A personagem foi criada pelos redatores Sana Amanat e Steve Wacker, a partir das anedotas de infância de Amanat, como filha de imigrantes muçulmanos nos Estados Unidos. G. Willow Wilson, encarregada de escrever a série, se entusiasmou imediatamente com o projeto.

“Eu queria que Ms. Marvel fosse o mais próxima possível da realidade, uma personagem com a qual sobretudo as jovens se identificassem. Mas coloquei também muita coisa das minhas próprias experiências de adolescente”, revela a autora.

Três identidades
Além dos problemas de praxe da adolescência, aos 16 anos Kamala Khan, de origem multicultural, é obrigada a se debater com normas culturais e religiosas. Seu irmão conservador não quer, por exemplo, que ela misture tradição e modernidade. E a mãe vive com medo de ela conhecer algum garoto e engravidar.

“Como muitos outros filhos de imigrantes, ela está dividida entre dois mundos: o da família, que ela ama, mas que ao mesmo tempo a leva à loucura; e o de seus amigos, que, na verdade, não entendem a vida familiar dela”, descreve Wilson.

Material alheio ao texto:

PR #1358, opened 2020-06-27
[WIP] test

grac3gao:
Fixes #

## Proposed Changes

-
-
-

**Release Note**

```release-note

```

**Docs**

### DIFF
--- a/test/e2e-wi-tests.sh
+++ b/test/e2e-wi-tests.sh
@@ -26,6 +26,7 @@ readonly PROW_SERVICE_ACCOUNT_EMAIL=$(gcloud config get-value core/account)
 # Constants used for creating ServiceAccount for Data Plane(Pub/Sub Admin) if it's not running on Prow.
 readonly PUBSUB_SERVICE_ACCOUNT_NON_PROW_KEY_TEMP="$(mktemp)"
 readonly CONFIG_GCP_AUTH="test/test_configs/config-gcp-auth-wi.yaml"
+readonly CONFIG_GCP_BROKER="test/test_configs/gcp-broker.yaml"
 readonly K8S_SERVICE_ACCOUNT_NAME="ksa-name"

E, além dos problemas usuais de adolescente, existem as dificuldades dos muçulmanos nos EUA de hoje, que desde o 11 de Setembro enfrentam fortes preconceitos.

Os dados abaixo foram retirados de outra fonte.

PR #1360, opened 2020-06-29
[master] Auto-update dependencies

mattmoor:
Produced via:
  `./hack/update-deps.sh --upgrade && ./hack/update-codegen.sh`
/assign grantr ian-mi nachocano
/cc grantr ian-mi nachocano

PR #1366, opened 2020-06-30
Update deps

grantr:
Replaces #1360, which has a build failure due to a signature change in https://github.com/knative/eventing/pull/3430. That build failure is fixed in the second commit here.


nachocano:
/lgtm

thanks @grantr !!!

Até agora só foram divulgados poucos detalhes e a capa da primeira edição da série, mostrando uma mulher jovem e esportiva. Ela usa uma camiseta preta, com um “S” estilizado lembrando a forma de um raio. No braço esquerdo, carrega livros didáticos, o punho direito está cerrado. Seus cabelos castanhos longos estão soltos, e ela traz um lenço colorido no pescoço. Segundo Wilson, isso reflete o fato de que muitas muçulmanas americanas não cobrem a cabeça com lenço.

Quadrinhos como reflexo da realidade
“A super-heroína Kamala Khan não é representada de forma tão sexy quanto suas antecessoras. Ela corresponde, antes, à imagem de ídolo adolescente em voga nos EUA”, observou, em entrevista à Deutsche Welle, Sabine Schiffer, especialista do Instituto de Responsabilidade na Mídia, localizado na cidade bávara de Erlangen.

Como figura de HQ, Kamala Khan, por um lado, dá continuidade a uma tradição, mas, por outro, também mostra como os super-heróis mudaram, a fim de se manterem atuais. “Há, decerto, a expectativa de que ela reflita a diversidade da sociedade e que, ao mesmo tempo, contradiga os estereótipos”, estima Schiffer.

Andrea Schlosser, especialista em filologia americana que pesquisa a apresentação das minorias étnicas na mídia nos EUA, acredita que as HQs são, de fato, um reflexo da realidade. “Para os leitores jovens, pode-se deduzir a partir delas algo assim como um modelo de identidade.”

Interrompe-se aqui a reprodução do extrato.